This is not a political position, it is an expert's evaluation after having looked at the code and documentation for some of the better models. You simply can't parameterize away as much of the physics as they do, or impose conservation conditions by hand the way they do, and expect a long-term integration to produce anything but the crudest approximation to reality.
System-wide averages are likely accurate in terms of scale. That is, global heat content is increasing at the order of 1 W/m2, probably not 0.1E-2 W/m2 and certainly not 10 W/m2. This is important, because 1 W/m2 is consistent with observtions and likely problematic in terms of local climate. The global economy is heavily optimized to the current climate, and even relatively modest changes would turn trillions of dollars of investment into malinvestment. This is a bad thing, if you care about global capitalism.
Climate scientists are not computational physicists. They have not spent most of their careers modelling systems that are ultimately subject to laboratory testing, and as such they have not seen their best laid plans gang aft agley.
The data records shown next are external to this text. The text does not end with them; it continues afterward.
PR #144, opened 2025-07-05
refactor: update dependencies

azdanov:
- **fix lint:eslint issues**
- **update minor versions**
- **run format**
- **update to tailwindcss 4**


azdanov:
@vnepogodin @SoulHarsh007  Still need to clean up some old css stuff, fix odd tsconfig error popping up about `eslint__js` and test that nothing broke (compare with current deployed wiki).

But it seems to be working.

azdanov:
I think it's ready. Please check that it's builds and all is displayed correctly.
It works on my machine :tm:

azdanov:
Fyi https://bun.sh/blog/bun-lock-text-lockfile
That's why I had odd issues with bun

vnepogodin (approved):
Tested locally

LGTM

src/components/Image.tsx
```diff
@@ -1,7 +1,7 @@
 import { PhotoProvider, PhotoView } from 'react-image-previewer';
 import { CloseButton } from 'react-image-previewer/ui';
 
-const ImageComponent = ({ imgsrc, alt }: { imgsrc: string; alt?: string }) => {
+const Image = ({ imgsrc, alt }: { imgsrc?: string; alt?: string }) => {
```
azdanov, line 4: I had to rename because astro implicitly creates components, so there were 2 `image-component` one from `.tsx` another from `.astro`

src/env.d.ts
```diff
@@ -1,2 +1 @@
-/// <reference path="../.astro/types.d.ts" />
-/// <reference types="astro/client" />
+import 'astro/astro-jsx';
```
azdanov, line 1: I don't think even this is needed. Maybe need to delete the file, since it's not necessary.

The previous references that I removed are automatically included by tsconfig I think.

tailwind.config.cjs
```diff
@@ -1,27 +0,0 @@
-const starlightPlugin = require('@astrojs/starlight-tailwind');
```
azdanov, line 1: config is no longer needed for tailwindcss v4

tsconfig.json
```diff
@@ -1,13 +1,31 @@
 {
   "extends": "astro/tsconfigs/strictest",
   "compilerOptions": {
-    "jsx": "react-jsx",
+    "plugins": [
+      {
+        "name": "@astrojs/ts-plugin"
```
azdanov, line 6: This is used for `astro check` command

src/components/Image.tsx
vnepogodin: yeah due that reason it was named Component. it's fine

SoulHarsh007 (approved):
LGTM!

PR #795, opened 2020-09-14
[Non modular] Small booze changes to make it more sensible

Azarak:
## About The Pull Request
Now you get drunk 60% slower, but your drunkiness decays around 300% slower. Allowing people to get smashed after a proper amount of alcohol, not just one glass, but also making so the alcohol persists through a long duration of time.
This is the change we've had before and before

## Why It's Good For The Game
more RP friendly drunkiness

## Changelog
:cl:
/:cl:

### DIFF
--- a/code/modules/mob/living/carbon/life.dm
+++ b/code/modules/mob/living/carbon/life.dm
@@ -505,7 +505,7 @@ All effects don't start immediately, but rather get worse over time; the rate is
 		handle_hallucinations()
 
 	if(drunkenness)
-		drunkenness = max(drunkenness - (drunkenness * 0.04) - 0.01, 0)
+		drunkenness = max(drunkenness - (drunkenness * 0.01) - 0.01, 0) //SKYRAT EDIT - booze - changed the 0.04 decay to 0.01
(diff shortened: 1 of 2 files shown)


Gandalf2k15:
Perhaps an upstream change?

Azarak:
> 
> 
> Perhaps an upstream change?

TG rounds end up being quite short most often than not, not sure if this is something they'd like

code/modules/mob/living/carbon/life.dm
```diff
@@ -505,7 +505,7 @@ All effects don't start immediately, but rather get worse over time; the rate is
 		handle_hallucinations()
 
 	if(drunkenness)
-		drunkenness = max(drunkenness - (drunkenness * 0.04) - 0.01, 0)
```
Gandalf2k15, line 508: Remember to have original

Gandalf2k15 (changes requested):

code/modules/mob/living/carbon/life.dm
Azarak: done!

PR #841, opened 2020-09-17
Adds different random title screens! (I'm bored)

Gandalf2k15:
Just adds some more title screens.


Gandalf2k15:
Temporary change until we get the OG ones.

PR #901, opened 2020-09-20
Removes random placement [MODULAR]

Gandalf2k15:
## About The Pull Request

When dropping an item it no longer randomly pixels on the ground.

## Why It's Good For The Game

OCD.

## Changelog
:cl:
tweak: Items that are dropped now centre on the ground.
/:cl:


Azarak:
Not sure about first randomizing the position of the item, and then resetting it. I myself like the random offset on dropped items, makes piles of things look way more natural than just stacked on top of each other.

SpaceVampire:
I think random placement is a good feature. Having everything stack perfectly looks worse, and is less useful.

PR #1063, opened 2020-09-29
[MIRROR] Fixes visual bugs with mothpeople markings

SkyratBot:
Original PR: https://github.com/tgstation/tgstation/pull/54051
--------------------
##  About The Pull Request

Uses a species trait to apply six mutable appearances in `handle_body()` so that as mothpeople are dismembered/augmented their biological markings will no longer be shown.
The marking icons are based off of their preferences, and so mixing them is not an option.

## Why It's Good For The Game

image

This is how things are on live. Markings are shown in places that have no limb and over limbs that are augmented.

image
With these changes you can see how the markings look in game in various stages of dismemberment/augmentation.

I've already addressed the wings having limb-shaped holes in https://github.com/tgstation/tgstation/pull/53969 so that bug isn't on live, and this pr does not regress that either. 

## Changelog
:cl:
fix: The markings on mothpeople will not show over missing or augmented limbs any more.
/:cl:


Azarak:
blame cobalt for the CI

PR #1118, opened 2020-10-02
[NON-MODULAR] Lowers event frequency, disables some problematic events

Azarak:
## Changelog
:cl:
/:cl:

### DIFF
--- a/code/modules/events/swarmer.dm
+++ b/code/modules/events/swarmer.dm
@@ -2,7 +2,8 @@
 	name = "Spawn Swarmer Beacon"
 	typepath = /datum/round_event/spawn_swarmer
 	weight = 8
-	max_occurrences = 1 //Only once okay fam
+	//max_occurrences = 1 //Only once okay fam //ORIGINAL
+	max_occurrences = 0 //SKYRAT EDIT CHANGE - EVENTS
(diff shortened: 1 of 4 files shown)


code/modules/events/swarmer.dm
```diff
@@ -2,7 +2,8 @@
 	name = "Spawn Swarmer Beacon"
 	typepath = /datum/round_event/spawn_swarmer
 	weight = 8
-	max_occurrences = 1 //Only once okay fam
+	//max_occurrences = 1 //Only once okay fam //ORIGINAL
```
Gandalf2k15, line 5: what's wrong with swarmers?

Azarak: Ever had a round versus them? It's completely atrocious, they keep breaking things, stealing mats, locking people, completely derailing the entire round as they snowball. It can't be a random occurance.

Gandalf2k15: I think we need to decide on policy level if we're going to allow the game to run the round for us or the admins, because I'm not sure which will do a better job.

Azarak: I think swarmers should be disabled regardless

PR #1233, opened 2020-10-09
[MIRROR] Mobility refactor: no more update_mobility()

SkyratBot:
Original PR: https://github.com/tgstation/tgstation/pull/54183
--------------------
This is a pretty big change all around. The gist of it is that it moves the `mobility_flags` into traits or variables that can track the sources, and to which we can append code to react to the events, be it via signals or via on_event-like procs.

For example, `MOBILITY_STAND` could mean, depending on context, that the mob is either already standing or that it may be able to stand, and thus is lying down.

There was a lot of snowflakery and redefinitions on top of redefinitions, so this is bound to create bugs I'm willing to fix as I learn them.

The end-goal is for every living mob to use the same mobility system, for the traits to mean the same among them, and for no place to just mass-change settings without a way to trace it, such as with `mobility_flags = NONE` and `mobility_flags = ALL`

* Fixes #54173
* Closes #54174
* Fixes #54175
* Fixes AIs being able to strip nearby people. They've lost their hands usage.
* Fixes #54270
* Fixes #54271


Gandalf2k15:
updated robot to use update_resting(), also fixed a bug with pulling and offsets.

PR #1324, opened 2020-10-15
Makes yells be carried through areas as an echo

Azarak:
## About The Pull Request
This is a port from our old base, originally done by Bhjin i believe. I tweaked the radius to not be halved, as it doesn't really impact the echo too much but solves some fringe cases where it would feel like it doesn't work, ie. the yell range being just near the next area, but not quite reaching it.

## Changelog
:cl:
/:cl:

### DIFF
--- a/code/modules/mob/living/living_say.dm
+++ b/code/modules/mob/living/living_say.dm
@@ -303,7 +303,7 @@ GLOBAL_LIST_INIT(department_radio_keys, list(
 				//SKYRAT EDIT ADDITION BEGIN - YELLING ECHOES
 				if(yellareas)
 					var/area/A = get_area(M)
-					if(istype(A) && A.ambientsounds != SPACE && A in yellareas)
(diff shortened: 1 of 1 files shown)


ForrestWick:
I would not be sad in the slightest if this wasn't ported tbh. All this ever did on Citadel was encourage people to just use !! at the end of messages to make them carry through walls, and I have no doubt it'd happen here too once people began to find out

Azarak:
> 
> 
> I would not be sad in the slightest if this wasn't ported tbh. All this ever did on Citadel was encourage people to just use !! at the end of messages to make them carry through walls, and I have no doubt it'd happen here too once people began to find out

You are "yelling" after all. I'd prefer if someone used this instead of comming a scream of help, hearing yells of help or anything like that is quite immersive and cool too, or parts of a loud quarrel.

Gandalf2k15 (approved):

PR #1356, opened 2020-10-18
[MODULAR] [READY FOR TESTING] Glowshroom-spacevines-blob-PVE-encounter MOLD

Azarak:
## About The Pull Request
100% PVE
Spreads much like glowshrooms and space vines, has a main core like a blob. During the spreading it builds structures, currently there's 2. One of them will release something harmful on proximity, another will spawn enemies. The blob also releases harmful stuff depending on the type, on cooldown.

The resin grows and bashes through doors and firelocks, when it meets a space tile it walls it off. It isn't too hard of an encounter and it doesn't spread too fast. 

There's 4 types right now, for each type people should take be taking different tactics and pre-cautions.

Currently not tied to any event, just admin spawn for the purposes of tests and stuff.

When the core dies, everything slowly decays away.

dreamseeker_2020-10-18_16-19-42
dreamseeker_2020-10-18_16-20-28
dreammaker_2020-10-18_15-28-17

## Why It's Good For The Game
a PVE event that shouldn't be too easy, nor tedious, isn't an "all hands on deck or station dies" kinda deal either. I figure it's quite healthy to get some interesting PVE content so people can get their unga out on the mold. No under-handed, station-ending tactics like the PVP blob either.

## Changelog
:cl:
add: Added THE MOLD
/:cl:


Erokusan:
This is a fantastic idea and I love it, I would like to ask however, is the announcement for it arriving on the station going to be like the blobs announcement? Because just calling it a lvl 5 biohazard (Because it would be really close to one, like this is maybe biohazard lvl 6) will certainly call it out as a blob even though it isn't, only because it looks very similar

Owai-Seek:
I think the intention is to replace blob with this, as people who know what they're doing can easily round end the station, and ones who don't get slapped very quickly. This can be balanced if it's too weak or strong.

Jeweledbug:
I don't think it's a good idea. It's an NRP antagonist that won't fufill the "unga" since if it's just a sec problem assuming it's not all hands on deck that means that they'll be the sole ones to deal with it and let that emotion/attitude out. Either than or the first few people with welders like a vine, and that hasn't really kept the attitude in check either.

It doesn't fit in with the RP first attitude of the server, the focus of creating more roleplay than the most basic of LRP server, all it'll do is make yet another vines issue where it'll need constant tweaking, maintenance and more for the sake of an event that's better suited to ERIS than Skyrat.

Azarak:
> 
> 
> This is a fantastic idea and I love it, I would like to ask however, is the announcement for it arriving on the station going to be like the blobs announcement? Because just calling it a lvl 5 biohazard (Because it would be really close to one, like this is maybe biohazard lvl 6) will certainly call it out as a blob even though it isn't, only because it looks very similar

No announcement yet, and since this doesn't spread particularly quickly, nor is it an immediate threat, perhaps it shouldnt have one, or have a very delayed one I guess.

Azarak:
> 
> 
> I don't think it's a good idea. It's an NRP antagonist that won't fufill the "unga" since if it's just a sec problem assuming it's not all hands on deck that means that they'll be the sole ones to deal with it and let that emotion/attitude out. Either than or the first few people with welders like a vine, and that hasn't really kept the attitude in check either.
> 
> It doesn't fit in with the RP first attitude of the server, the focus of creating more roleplay than the most basic of LRP server, all it'll do is make yet another vines issue where it'll need constant tweaking, maintenance and more for the sake of an event that's better suited to ERIS than Skyrat.

I was designing this encounter with the flaws of vines and blob in mind, trying to avoid them and make the best of it. There will be plenty to do for all sorts of personnel, depending on the type. Engineering may need to fix air alarms, or help in firefighting against the fire variant. Medical will require to patch up wounded people, and maybe treat a fungal disease contracted from it. Science may be asked to research something. Miners could be pressed to mine missing materials to print whatever's nessecary. And since it's designed to be kinda slow, but punishing if you fight it improperly (it doesn't snowball, it just needs tactics), it leaves room for RP aswell as doing other tasks that arent just weldering the mold

YakumoChen:
Is blob removed? It's one of the most fun antags we have to fight, and the whole station coming together is good.

Zenitheevee:
So, question:
Are the blob textures just fillers, or is this going to replace blob as a whole?

Jeweledbug:
>it leaves room for RP aswell as doing other tasks that arent just weldering the mold

Not really. Here's my reasoning as to why. 

Like a blob, or vines, what this does upon being found is it pauses everything around it. Let's say you're security in the middle of a tense situation, you've finally hit the jackpot, you're roleplaying with antags, talking, communicating, etc. Then, this pops up, and like others it NEEDS to be dealt with. Maybe it won't destroy the whole station but it'll cause an immense amount of loss and possibly many lives. So rather than roleplay sec has to drop everything, they have to go out and kill this thing.

Same goes for any kind of RP currently going on. It all ceases to be and is instead replaced with the need to take down the threat. It halts RP, forcing it to disappear in return for.... busy work. For the engineer walking with mats, the sec officer shooting his gun, the doctor applying a patch. Things that make those departments amongst the least RP driven of any of the departments. 

Sec needs to kill it NOW.

Doctors need to heal the patients NOW

Engineers need to fix the power/station/etc NOW.

There is no or at best, minimal roleplaying. Instead if favors busy work and diminished existing roleplay especially for departments that could stand to have it instead of busy work.

Owai-Seek:
Outside of balance concerns because I think it'll be easy enough to taper a PvE encounter if it's too hard.

- The heartbeat from the core will proc before the sound of the first beat has ended, making it stack continually.
- The first test I saw it, I was a bit annoyed with all of the simplemob bodies piling up, as it's hard to clean even if the mold disappears. (I think some of them are non-butcherable?) I don't know if this has changed since the first test of it.
- The first 3 spawns or so that the mold spits out are player controlled.
- ~~Rot mold (Or maybe Glowing?) can apparently give people Fungal TB.~~
- Rot mold was -bugged- and was not meant to be spitting out Fungal TB, but you're addressing the issue already. <3

YakumoChen:
Easily the worst event I've ever had to deal with in a round. It takes all the worst parts of Blob and Space Vines and combines them into one abomination that is incredibly tedious, annoying, and destructive to the round's rhythm without actually being fun to fight.

It's not as dangerous as a blob to warrant an all hands on deck response, nor does it share with blob the actual PVP action that makes blob enjoyable to fight and an actual threat. Like blob it spews out a bunch of simple mobs which are very obnoxious to deal with and make it even harder. Like blob you can just march up to the core and kill it though, which makes it easy in a way to stop. It's like space vines in that it's very tedious to fully get rid of and isn't really annouced and isn't super destructive to the station or atmos. Having everyone trying to bash down the fire mold because welders obviously don't work is shitty and unfun when it's spewing out fire zombies and making atmos uninhabitable because there's fire everywhere.

 In my round in particular engineering refused to fight it because the sentient zombies started crying about having a family and the crew sympathized with a fucking mold like a bunch of grognards (if blob did this it would probably win every time), essentially ruining the round when it spread all over maint until someone finally just walked up to the core and bashed it with a fire extinguisher.

Gandalf2k15 (approved):

Gandalf2k15:
We'll FM this, run more tests, and update the module as time goes on. Fed up of this shitty TM conflicts, and I want to work on this actively.

PR #1451, opened 2020-10-24
[WIP] [non-modular] Showers dont run out of water

### LINKED ISSUE #1389: Showers have finite water aAAAAAAAaaaaAAaaaaaaaaaaaaaaaaaaaaaaaaaaaaaa
AAAAAAAAAAAAAAAAaaaaaaaaaaaaaaaaaaaaaAAAAAaAAaaaAAaaaAAAAAAAAAAAAAAaaaaaaaaaaaaaaaaaaaa this ruins the shower rp, give us unlimited water back.

Azarak:
## About The Pull Request
fixes https://github.com/Skyrat-SS13/Skyrat-tg/issues/1389

## Changelog
:cl:
/:cl:

### DIFF
--- a/code/game/objects/structures/shower.dm
+++ b/code/game/objects/structures/shower.dm
@@ -127,7 +127,7 @@
 
 /obj/machinery/shower/process()
 	if(on && reagents.total_volume >= 5)
-		reagents.remove_any(5)
+		//reagents.remove_any(5) //SKYRAT EDIT REMOVAL - QOL
 		wash_atom(loc)
 		for(var/am in loc)
 			var/atom/movable/movable_content = am


Owai-Seek:
The hero we need. As a sidenote, it's the same for sinks, but I (guess) that's not as big an issue. Seems silly TG would do it at all.

Azarak:
> 
> 
> The hero we need. As a sidenote, it's the same for sinks, but I (guess) that's not as big an issue. Seems silly TG would do it at all.

realism, you wouldnt want someone to turn on all the showers and just leave them be with no care for water, now they'd run out and you'd have someone to blame, IC conflict. The more real a game feels the better the roleplaying experience is

Gandalf2k15:
Eh I don't agree with this one. It takes us away from roleplay.

Azarak:
> 
> 
> Eh I don't agree with this one. It takes us away from roleplay.

not worth it to go with realism on here, people like shower scenes, let them enjoy them

Gandalf2k15:
This was a TG change, they weren't much about realism and these showers last long enough for a scene. Fuck me we don't need to be bending over backwards to cater towards ERP.

Azarak:
> 
> 
> This was a TG change, they weren't much about realism and these showers last long enough for a scene. Fuck me we don't need to be bending over backwards to cater towards ERP.

How is this bending backwards for ERP? It's a very small change, really only noticable for those who do want to enjoy it

Gandalf2k15:
Please also remember this will cause showers to produce infinite chemicals, the reason for tg doing this was to prevent abuse as you can change the contents.

Hemlock32:
Don't showers use plumbing with the new system? Doesn't that mean you could fuck with the plumbing and make infinite chemical showers?

Owai-Seek:
Are showers pre-piped to get more water? How long does 200 units last?

Worst case scenario, we could make a subclass of shower specifically for the shower rooms/dorms that -only- produce water.

Azarak:
Oh it does use plumbing?

Azarak:
Okay this changes the things

MLGTASTICa:
Maybe do a creative fix and add a reagent synthethizer + chemister tank hooked up to showers ? instead of just deleting another way of creating RP by shower saboutage?

Azarak:
> 
> 
> Maybe do a creative fix and add a reagent synthethizer + chemister tank hooked up to showers ? instead of just deleting another way of creating RP by shower saboutage?

Good idea, but requires map maintenance which we currently dont do.
Inb4 sometime in the future we'll have disposal pipes, atmos pipes and hydraulic pipes all over the map

YakumoChen:
Surely there's a subtype of shower that has the old functionality? 
If not then just do a partial revert of the code.

Azarak:
i'll mess with this later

I have long wondered how much of the hubris in climate prediction was coming from the policy level and how much was coming from the scientists themselves. This release suggests that it really is coming from the scientists, and that's unfortunate. Twenty years from now most of these predictions will prove to be false. That falsity will be in all directions: some will have temperatures or rainfalls far too low, some far too high. And the enemies of science will use that to further attack us.
Unfortunately, when I stand up and say this, I get attacked as an enemy of science by people who think they love science, but who are actually drawn to it simply as a useful stick with which to beat their political opponents.